(Saved data entries)
=== Begin Enclosure ===
PR #539, opened 2025-07-24
Adding approval rule resource

IaroslavTitov:
### Notes
- `teamName` approver is untested, b/c pending API changes in `pulumi-service`. Test and update examples before merging!

### Summary
- Fixes https://github.com/pulumi/pulumi-service/issues/29227
- Adding new Approval Rule resource
- Adding examples

### Testing
- Manually tested


examples/ts-approval-rules/index.ts
```diff
@@ -0,0 +1,46 @@
...
+var approvalRule = new service.ApprovalRule("rule-test", {
+  name: "My rule!",
+  description: "My description!",
+  enabled: true,
+  targetActionType: "update",
+  environmentIdentifier: {
+    organization: environment.organization,
+    project: environment.project,
+    name: environment.name,
+  },
```
nyobe, line 29: what do you think of grouping the action type + identifier together as a `target`?
```
target: {
  actionType: "update",
  identifier: {}
}
```

we're also going to end up needing to add different types of identifiers for different entity types as we add them.  what's the best way to model this in a provider?

examples/ts-approval-rules/index.ts
```diff
@@ -0,0 +1,46 @@
...
+`values:
+  myKey1: "myValue1"`
+  )
+})
+
+// Create an approval rule that governs who can approve updates to the environment
+// This rule requires 3 approvals from eligible approvers before any update can proceed
+var approvalRule = new service.ApprovalRule("rule-test", {
+  name: "My rule!",
+  description: "My description!",
```
nyobe, line 22: we're going to drop description so you can leave it out

examples/ts-approval-rules/index.ts
```diff
@@ -0,0 +1,46 @@
...
+  enabled: true,
+  targetActionType: "update",
+  environmentIdentifier: {
+    organization: environment.organization,
+    project: environment.project,
+    name: environment.name,
+  },
+  approvalRuleConfig: {
```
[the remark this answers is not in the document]
IaroslavTitov: Yeah, so I don't believe we'd be able to replicate the tagged union in schema json, so I was going to rely on logic to check method to ensure certain fields are set. We can add `type` to approval rule config and have Check method ensure specific rules are set. Alternatively, can rename this object something more specific like `approvalRuleApproversConfig`, and in the future just add different configs, with Check method verifying only one of them is set. The second option will probably be more user friendly.

examples/ts-approval-rules/index.ts
nyobe: makes sense to me

nyobe (approved):

nyobe (approved):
=== End Enclosure ===
[EXERCISE DIRECTIONS]
Report, as a bare number, how many lines above contain the string "before".

[SOLUTION TO THE EXERCISE]
2